• _Aim of the task_
Look through the data below. Show each line where the string "sort" occurs.

• _Data in this exercise_
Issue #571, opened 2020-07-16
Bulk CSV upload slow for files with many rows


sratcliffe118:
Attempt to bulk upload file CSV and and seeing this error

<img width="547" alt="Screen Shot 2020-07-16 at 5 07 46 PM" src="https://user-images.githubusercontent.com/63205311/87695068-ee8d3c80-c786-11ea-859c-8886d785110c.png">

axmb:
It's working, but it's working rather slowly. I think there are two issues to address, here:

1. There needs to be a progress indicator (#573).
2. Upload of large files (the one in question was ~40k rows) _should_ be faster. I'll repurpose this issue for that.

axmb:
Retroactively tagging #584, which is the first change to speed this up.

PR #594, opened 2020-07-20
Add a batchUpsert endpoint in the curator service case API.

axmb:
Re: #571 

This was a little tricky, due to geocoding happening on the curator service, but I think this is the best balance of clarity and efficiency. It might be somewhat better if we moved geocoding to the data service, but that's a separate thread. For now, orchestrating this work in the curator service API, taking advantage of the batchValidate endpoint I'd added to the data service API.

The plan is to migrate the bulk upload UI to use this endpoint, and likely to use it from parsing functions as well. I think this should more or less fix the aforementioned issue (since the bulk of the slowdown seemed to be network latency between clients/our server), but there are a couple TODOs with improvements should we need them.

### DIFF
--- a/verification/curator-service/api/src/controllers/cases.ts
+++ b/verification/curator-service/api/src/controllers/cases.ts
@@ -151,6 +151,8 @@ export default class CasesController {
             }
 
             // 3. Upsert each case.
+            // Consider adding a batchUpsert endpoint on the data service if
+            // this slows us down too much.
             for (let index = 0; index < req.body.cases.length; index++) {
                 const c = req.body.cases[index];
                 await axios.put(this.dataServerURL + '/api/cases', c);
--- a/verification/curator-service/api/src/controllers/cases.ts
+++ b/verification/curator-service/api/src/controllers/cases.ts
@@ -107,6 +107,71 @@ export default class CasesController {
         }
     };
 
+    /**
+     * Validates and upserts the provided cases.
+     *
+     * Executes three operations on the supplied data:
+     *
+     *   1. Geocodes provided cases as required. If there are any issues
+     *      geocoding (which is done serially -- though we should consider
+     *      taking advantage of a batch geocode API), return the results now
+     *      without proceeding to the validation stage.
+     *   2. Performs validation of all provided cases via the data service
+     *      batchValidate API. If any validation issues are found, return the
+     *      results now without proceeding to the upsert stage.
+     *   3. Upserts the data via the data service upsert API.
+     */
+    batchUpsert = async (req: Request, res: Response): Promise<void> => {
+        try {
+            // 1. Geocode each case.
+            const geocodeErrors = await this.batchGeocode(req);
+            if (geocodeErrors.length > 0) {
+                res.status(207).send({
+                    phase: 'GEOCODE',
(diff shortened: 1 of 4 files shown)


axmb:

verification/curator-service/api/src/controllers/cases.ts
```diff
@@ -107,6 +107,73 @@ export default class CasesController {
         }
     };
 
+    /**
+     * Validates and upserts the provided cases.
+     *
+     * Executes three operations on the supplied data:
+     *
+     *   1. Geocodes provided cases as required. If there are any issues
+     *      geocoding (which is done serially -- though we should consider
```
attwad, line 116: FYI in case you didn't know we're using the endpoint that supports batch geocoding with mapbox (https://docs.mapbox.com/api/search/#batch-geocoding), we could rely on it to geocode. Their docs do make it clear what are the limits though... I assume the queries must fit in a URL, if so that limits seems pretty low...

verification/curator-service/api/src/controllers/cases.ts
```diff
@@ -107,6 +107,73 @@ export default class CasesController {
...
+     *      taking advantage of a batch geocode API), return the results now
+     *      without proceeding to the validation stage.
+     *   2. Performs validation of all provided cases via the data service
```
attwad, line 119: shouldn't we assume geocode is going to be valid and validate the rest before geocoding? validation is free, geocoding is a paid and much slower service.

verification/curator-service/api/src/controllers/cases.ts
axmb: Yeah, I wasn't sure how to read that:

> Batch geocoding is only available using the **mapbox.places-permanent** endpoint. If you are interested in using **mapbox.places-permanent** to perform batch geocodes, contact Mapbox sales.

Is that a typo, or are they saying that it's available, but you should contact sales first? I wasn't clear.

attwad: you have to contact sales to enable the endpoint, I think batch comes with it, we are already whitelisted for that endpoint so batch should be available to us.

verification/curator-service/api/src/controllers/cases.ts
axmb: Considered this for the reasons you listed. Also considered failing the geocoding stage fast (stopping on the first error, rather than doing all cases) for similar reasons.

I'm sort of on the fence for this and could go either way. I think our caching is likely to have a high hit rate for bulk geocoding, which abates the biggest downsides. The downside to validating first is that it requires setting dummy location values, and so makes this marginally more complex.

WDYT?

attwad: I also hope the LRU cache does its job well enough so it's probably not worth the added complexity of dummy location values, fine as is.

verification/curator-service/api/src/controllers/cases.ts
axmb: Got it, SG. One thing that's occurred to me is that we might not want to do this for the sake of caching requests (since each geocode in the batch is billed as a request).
--
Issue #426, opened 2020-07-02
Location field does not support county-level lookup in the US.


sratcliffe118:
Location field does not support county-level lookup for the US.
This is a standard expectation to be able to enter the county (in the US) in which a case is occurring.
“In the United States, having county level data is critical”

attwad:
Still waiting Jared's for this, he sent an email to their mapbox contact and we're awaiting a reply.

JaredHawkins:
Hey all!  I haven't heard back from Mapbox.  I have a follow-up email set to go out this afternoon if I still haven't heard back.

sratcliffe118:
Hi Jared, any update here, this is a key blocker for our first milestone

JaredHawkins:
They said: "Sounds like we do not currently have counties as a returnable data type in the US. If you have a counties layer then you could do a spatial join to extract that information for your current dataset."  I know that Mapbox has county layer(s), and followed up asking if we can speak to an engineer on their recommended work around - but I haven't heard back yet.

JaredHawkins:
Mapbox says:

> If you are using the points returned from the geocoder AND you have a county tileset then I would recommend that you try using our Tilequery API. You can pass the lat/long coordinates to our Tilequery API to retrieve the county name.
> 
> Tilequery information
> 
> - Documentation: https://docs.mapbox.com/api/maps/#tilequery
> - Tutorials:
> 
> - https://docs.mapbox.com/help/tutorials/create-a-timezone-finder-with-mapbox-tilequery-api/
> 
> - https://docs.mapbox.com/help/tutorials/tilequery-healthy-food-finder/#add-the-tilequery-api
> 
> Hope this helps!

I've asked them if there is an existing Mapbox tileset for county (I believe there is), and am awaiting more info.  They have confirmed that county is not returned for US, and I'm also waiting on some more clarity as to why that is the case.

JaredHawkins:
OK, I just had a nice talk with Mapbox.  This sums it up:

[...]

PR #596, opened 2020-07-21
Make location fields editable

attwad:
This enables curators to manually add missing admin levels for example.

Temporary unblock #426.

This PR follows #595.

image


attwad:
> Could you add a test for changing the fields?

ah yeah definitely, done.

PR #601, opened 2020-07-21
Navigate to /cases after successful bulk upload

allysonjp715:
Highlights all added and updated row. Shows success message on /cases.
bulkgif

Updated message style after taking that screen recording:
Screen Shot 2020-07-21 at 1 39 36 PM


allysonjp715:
==
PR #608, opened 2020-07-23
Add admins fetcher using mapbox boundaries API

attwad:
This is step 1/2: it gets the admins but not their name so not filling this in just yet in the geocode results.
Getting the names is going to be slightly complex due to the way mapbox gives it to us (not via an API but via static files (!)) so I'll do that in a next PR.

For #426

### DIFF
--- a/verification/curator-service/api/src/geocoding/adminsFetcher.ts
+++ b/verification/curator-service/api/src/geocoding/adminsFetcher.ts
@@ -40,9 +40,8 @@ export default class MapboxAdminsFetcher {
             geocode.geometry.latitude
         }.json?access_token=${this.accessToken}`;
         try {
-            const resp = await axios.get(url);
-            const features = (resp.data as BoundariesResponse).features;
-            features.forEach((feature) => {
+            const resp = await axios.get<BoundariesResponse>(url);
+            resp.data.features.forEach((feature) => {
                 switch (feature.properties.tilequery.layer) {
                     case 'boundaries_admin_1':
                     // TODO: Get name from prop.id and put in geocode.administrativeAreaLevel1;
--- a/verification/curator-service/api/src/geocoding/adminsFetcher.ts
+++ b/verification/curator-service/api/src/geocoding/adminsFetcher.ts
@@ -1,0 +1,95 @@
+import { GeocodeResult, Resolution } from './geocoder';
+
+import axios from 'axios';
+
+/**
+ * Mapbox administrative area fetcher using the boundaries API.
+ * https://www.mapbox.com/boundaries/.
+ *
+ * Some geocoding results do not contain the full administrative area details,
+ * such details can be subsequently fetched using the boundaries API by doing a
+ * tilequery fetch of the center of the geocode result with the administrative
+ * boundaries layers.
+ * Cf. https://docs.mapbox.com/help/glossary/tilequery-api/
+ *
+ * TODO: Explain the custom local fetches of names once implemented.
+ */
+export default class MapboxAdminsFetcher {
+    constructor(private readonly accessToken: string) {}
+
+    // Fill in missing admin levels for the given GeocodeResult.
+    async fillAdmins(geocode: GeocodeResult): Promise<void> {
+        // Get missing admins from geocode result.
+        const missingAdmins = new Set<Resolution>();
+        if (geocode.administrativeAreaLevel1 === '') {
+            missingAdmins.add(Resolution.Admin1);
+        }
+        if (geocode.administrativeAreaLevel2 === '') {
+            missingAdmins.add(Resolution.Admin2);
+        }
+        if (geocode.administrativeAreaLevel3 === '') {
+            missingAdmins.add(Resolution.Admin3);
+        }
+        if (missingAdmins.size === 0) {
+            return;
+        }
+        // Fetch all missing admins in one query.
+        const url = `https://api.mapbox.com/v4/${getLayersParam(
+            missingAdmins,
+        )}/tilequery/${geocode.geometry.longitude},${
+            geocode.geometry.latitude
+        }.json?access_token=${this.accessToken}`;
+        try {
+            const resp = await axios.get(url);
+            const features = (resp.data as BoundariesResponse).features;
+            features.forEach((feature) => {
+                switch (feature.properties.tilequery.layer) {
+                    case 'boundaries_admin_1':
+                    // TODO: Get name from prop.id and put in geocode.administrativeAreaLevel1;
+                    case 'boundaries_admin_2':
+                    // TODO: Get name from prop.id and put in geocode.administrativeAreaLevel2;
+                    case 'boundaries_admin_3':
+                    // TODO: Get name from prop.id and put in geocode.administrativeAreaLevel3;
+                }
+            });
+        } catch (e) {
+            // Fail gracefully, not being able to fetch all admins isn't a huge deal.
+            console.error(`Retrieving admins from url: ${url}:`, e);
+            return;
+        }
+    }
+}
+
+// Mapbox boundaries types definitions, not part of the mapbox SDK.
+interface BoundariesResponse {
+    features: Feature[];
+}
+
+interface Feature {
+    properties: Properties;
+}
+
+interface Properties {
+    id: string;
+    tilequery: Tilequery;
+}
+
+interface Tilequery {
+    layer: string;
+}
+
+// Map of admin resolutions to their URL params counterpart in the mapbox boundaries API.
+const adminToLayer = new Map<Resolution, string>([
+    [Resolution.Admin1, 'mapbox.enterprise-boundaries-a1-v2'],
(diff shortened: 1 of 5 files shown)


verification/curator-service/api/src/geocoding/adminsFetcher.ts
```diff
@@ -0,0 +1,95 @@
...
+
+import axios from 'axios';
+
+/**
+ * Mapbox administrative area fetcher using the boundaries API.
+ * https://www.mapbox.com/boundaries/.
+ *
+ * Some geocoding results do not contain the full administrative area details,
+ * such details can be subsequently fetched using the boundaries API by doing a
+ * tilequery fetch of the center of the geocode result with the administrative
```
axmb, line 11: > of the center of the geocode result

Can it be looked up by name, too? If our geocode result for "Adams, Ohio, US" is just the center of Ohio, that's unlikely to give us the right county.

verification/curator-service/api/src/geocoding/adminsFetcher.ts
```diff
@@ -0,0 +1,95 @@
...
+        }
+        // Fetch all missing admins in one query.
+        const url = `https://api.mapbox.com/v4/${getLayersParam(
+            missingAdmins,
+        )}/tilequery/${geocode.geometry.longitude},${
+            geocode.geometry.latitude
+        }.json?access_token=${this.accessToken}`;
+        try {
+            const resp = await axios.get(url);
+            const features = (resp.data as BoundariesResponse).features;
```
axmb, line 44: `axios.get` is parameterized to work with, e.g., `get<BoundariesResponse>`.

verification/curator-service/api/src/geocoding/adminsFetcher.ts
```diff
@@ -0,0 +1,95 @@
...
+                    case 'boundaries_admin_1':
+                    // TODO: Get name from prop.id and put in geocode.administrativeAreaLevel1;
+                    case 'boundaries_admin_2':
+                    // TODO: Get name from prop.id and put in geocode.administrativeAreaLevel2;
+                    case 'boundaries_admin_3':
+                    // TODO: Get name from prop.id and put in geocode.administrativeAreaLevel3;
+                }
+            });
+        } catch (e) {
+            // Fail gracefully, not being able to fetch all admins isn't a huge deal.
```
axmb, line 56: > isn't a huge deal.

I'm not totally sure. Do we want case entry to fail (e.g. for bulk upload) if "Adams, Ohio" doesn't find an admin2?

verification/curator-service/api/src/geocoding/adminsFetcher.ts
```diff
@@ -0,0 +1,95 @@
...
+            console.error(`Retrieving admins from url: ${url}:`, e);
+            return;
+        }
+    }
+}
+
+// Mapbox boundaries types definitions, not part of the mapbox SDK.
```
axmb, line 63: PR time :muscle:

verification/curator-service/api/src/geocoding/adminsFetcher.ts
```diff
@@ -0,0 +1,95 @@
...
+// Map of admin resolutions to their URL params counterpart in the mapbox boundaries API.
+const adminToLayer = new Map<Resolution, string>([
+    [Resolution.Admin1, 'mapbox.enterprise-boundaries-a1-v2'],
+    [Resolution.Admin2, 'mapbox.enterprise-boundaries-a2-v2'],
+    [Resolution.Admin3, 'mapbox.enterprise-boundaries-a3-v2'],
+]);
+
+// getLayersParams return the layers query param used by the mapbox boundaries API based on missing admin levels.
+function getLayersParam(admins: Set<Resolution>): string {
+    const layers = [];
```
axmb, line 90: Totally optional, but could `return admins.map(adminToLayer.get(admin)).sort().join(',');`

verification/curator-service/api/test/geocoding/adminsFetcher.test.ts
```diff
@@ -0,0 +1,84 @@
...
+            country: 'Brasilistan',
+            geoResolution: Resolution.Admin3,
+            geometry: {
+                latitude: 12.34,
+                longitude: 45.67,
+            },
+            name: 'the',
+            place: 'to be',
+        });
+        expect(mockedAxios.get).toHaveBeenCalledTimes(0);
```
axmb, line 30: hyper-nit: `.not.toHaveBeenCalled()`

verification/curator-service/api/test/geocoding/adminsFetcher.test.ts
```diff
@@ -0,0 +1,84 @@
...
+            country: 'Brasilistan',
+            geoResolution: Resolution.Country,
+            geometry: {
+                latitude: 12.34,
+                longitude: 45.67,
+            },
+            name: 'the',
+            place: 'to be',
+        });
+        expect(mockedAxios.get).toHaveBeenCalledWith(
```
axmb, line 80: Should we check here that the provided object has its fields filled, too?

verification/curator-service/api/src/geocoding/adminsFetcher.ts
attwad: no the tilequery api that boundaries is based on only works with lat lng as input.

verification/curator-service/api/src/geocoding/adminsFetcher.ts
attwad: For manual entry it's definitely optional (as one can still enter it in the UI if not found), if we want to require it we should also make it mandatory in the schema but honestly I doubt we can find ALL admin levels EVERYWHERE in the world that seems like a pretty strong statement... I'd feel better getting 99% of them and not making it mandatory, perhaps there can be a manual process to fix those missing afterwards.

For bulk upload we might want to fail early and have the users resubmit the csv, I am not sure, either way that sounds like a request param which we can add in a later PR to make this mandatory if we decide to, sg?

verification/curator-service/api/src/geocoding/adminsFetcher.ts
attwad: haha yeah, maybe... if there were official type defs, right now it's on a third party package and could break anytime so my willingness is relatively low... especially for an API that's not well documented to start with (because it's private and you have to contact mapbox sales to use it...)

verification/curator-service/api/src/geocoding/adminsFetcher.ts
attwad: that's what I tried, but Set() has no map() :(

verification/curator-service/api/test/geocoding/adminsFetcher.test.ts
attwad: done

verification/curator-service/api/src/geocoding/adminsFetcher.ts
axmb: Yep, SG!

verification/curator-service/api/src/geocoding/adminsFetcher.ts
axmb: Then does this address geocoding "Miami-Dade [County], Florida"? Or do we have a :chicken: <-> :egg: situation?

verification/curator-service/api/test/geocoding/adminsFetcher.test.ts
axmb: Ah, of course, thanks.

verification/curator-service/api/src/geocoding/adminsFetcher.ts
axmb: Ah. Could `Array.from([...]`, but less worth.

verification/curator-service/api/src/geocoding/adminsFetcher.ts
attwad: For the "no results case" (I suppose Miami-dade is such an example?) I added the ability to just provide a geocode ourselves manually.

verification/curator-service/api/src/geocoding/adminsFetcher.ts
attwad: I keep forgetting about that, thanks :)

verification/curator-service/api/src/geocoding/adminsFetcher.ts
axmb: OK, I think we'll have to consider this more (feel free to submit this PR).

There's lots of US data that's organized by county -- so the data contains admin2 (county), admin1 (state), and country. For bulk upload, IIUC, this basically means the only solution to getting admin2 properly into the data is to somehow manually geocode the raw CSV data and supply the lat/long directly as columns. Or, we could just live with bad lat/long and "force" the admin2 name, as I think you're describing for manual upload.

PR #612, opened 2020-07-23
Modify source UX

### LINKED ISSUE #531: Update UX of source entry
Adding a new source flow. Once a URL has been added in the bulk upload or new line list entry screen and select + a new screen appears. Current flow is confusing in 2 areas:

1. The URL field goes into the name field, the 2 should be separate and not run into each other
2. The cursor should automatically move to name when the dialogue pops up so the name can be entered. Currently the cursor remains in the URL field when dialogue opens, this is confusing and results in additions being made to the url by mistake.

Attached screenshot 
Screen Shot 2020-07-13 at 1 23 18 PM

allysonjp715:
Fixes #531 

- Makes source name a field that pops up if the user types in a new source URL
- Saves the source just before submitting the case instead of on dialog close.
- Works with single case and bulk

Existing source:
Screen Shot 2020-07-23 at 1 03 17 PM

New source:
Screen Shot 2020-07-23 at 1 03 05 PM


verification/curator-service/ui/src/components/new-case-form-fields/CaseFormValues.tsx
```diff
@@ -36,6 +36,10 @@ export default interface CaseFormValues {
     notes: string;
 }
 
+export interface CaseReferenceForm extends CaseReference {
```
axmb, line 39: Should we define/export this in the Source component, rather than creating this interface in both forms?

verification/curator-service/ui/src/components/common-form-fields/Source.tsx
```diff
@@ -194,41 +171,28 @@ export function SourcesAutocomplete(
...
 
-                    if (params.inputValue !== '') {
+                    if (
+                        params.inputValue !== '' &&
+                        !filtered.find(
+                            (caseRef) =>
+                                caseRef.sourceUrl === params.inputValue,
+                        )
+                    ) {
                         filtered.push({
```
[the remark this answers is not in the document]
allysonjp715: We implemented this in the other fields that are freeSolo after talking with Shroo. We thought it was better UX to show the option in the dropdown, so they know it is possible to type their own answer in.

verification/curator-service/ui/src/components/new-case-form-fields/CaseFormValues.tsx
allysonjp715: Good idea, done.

• _Problem solution_
I'm sort of on the fence for this and could go either way. I think our caching is likely to have a high hit rate for bulk geocoding, which abates the biggest downsides. The downside to validating first is that it requires setting dummy location values, and so makes this marginally more complex.
axmb, line 90: Totally optional, but could `return admins.map(adminToLayer.get(admin)).sort().join(',');`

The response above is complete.